RECORDS PROVIDED -
▼

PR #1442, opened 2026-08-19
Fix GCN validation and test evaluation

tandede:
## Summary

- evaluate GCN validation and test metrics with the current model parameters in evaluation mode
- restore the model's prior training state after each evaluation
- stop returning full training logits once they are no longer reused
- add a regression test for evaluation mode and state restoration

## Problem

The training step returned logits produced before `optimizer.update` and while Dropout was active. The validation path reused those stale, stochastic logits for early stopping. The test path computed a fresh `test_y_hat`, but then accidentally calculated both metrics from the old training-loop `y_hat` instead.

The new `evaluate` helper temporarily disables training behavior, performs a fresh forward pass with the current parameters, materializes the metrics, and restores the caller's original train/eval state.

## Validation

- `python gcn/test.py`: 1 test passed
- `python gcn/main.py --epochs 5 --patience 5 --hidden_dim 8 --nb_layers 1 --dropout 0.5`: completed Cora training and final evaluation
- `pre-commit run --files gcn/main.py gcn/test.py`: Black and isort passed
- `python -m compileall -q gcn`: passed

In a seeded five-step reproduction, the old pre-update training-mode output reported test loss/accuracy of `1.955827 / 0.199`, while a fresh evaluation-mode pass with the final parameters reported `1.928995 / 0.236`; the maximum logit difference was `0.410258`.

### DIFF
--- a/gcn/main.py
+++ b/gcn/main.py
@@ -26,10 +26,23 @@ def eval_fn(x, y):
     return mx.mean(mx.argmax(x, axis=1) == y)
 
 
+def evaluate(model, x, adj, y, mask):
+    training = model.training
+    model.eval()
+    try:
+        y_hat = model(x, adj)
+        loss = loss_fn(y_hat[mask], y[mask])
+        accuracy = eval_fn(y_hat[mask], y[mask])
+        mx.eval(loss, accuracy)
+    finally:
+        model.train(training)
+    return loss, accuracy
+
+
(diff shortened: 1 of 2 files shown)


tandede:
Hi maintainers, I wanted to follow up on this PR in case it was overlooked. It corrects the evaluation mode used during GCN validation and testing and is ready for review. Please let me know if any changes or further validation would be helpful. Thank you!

▲
▼

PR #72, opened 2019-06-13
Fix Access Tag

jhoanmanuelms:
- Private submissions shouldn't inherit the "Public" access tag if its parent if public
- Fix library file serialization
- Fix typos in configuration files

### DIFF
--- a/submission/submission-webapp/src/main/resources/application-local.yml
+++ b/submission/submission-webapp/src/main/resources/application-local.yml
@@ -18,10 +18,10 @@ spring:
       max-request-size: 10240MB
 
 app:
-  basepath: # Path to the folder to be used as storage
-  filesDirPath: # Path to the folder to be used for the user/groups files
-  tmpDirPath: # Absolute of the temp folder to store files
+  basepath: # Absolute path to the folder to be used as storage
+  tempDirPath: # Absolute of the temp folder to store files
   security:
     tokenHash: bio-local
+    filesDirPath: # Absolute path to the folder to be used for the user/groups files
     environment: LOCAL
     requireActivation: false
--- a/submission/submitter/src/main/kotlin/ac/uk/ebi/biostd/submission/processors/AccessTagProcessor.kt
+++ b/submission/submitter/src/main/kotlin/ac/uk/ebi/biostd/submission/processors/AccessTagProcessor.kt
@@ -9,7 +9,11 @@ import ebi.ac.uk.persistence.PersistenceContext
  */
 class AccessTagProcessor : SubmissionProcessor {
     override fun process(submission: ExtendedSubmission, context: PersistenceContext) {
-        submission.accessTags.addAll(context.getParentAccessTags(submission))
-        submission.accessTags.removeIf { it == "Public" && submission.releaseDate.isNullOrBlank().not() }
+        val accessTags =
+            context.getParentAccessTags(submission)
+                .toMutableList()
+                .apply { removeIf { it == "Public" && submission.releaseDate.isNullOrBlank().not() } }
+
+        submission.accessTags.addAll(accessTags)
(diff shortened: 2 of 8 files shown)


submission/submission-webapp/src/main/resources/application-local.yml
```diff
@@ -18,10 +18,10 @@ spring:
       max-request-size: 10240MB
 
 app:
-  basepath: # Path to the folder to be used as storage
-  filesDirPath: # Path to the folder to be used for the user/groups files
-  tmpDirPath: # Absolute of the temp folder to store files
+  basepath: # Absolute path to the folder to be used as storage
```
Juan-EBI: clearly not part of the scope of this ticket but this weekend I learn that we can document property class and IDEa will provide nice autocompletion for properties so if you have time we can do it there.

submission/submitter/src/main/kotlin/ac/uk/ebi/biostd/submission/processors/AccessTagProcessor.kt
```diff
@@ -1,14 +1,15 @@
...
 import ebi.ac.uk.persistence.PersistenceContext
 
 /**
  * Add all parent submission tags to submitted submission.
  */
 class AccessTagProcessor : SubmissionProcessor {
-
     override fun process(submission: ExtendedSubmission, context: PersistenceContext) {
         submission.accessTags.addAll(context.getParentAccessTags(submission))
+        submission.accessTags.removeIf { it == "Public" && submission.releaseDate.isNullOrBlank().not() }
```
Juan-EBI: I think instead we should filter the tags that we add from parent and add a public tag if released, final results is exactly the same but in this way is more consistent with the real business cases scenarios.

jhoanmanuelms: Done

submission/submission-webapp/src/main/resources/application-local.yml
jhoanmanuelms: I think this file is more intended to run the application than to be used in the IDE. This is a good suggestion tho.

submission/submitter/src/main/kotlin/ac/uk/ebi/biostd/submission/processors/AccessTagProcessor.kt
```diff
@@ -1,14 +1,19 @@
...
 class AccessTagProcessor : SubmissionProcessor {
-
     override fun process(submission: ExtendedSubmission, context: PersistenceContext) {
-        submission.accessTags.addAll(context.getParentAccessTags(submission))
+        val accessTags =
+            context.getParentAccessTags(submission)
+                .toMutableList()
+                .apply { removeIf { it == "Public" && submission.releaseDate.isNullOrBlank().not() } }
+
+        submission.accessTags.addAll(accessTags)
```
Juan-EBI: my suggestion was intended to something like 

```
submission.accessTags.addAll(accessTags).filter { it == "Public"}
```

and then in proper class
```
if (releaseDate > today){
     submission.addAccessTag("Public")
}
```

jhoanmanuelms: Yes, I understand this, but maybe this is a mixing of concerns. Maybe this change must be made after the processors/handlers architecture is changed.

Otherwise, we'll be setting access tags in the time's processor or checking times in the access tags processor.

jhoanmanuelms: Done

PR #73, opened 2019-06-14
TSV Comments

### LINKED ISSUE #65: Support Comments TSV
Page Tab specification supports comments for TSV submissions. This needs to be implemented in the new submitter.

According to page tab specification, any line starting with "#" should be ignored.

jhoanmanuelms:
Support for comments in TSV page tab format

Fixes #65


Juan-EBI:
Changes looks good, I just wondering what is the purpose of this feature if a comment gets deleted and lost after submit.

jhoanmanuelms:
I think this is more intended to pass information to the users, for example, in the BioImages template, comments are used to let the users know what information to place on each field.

▲

WHAT IS REQUIRED - Reproduce the lines of the entries above from the one with "PR #1442, opened 2026-08-19" to the one with "-m compileall -q", both included, exactly and without any other line.

PROBLEM SOLUTION -
PR #1442, opened 2026-08-19
Fix GCN validation and test evaluation

tandede:
## Summary

- evaluate GCN validation and test metrics with the current model parameters in evaluation mode
- restore the model's prior training state after each evaluation
- stop returning full training logits once they are no longer reused
- add a regression test for evaluation mode and state restoration

## Problem

The training step returned logits produced before `optimizer.update` and while Dropout was active. The validation path reused those stale, stochastic logits for early stopping. The test path computed a fresh `test_y_hat`, but then accidentally calculated both metrics from the old training-loop `y_hat` instead.

The new `evaluate` helper temporarily disables training behavior, performs a fresh forward pass with the current parameters, materializes the metrics, and restores the caller's original train/eval state.

## Validation

- `python gcn/test.py`: 1 test passed
- `python gcn/main.py --epochs 5 --patience 5 --hidden_dim 8 --nb_layers 1 --dropout 0.5`: completed Cora training and final evaluation
- `pre-commit run --files gcn/main.py gcn/test.py`: Black and isort passed
- `python -m compileall -q gcn`: passed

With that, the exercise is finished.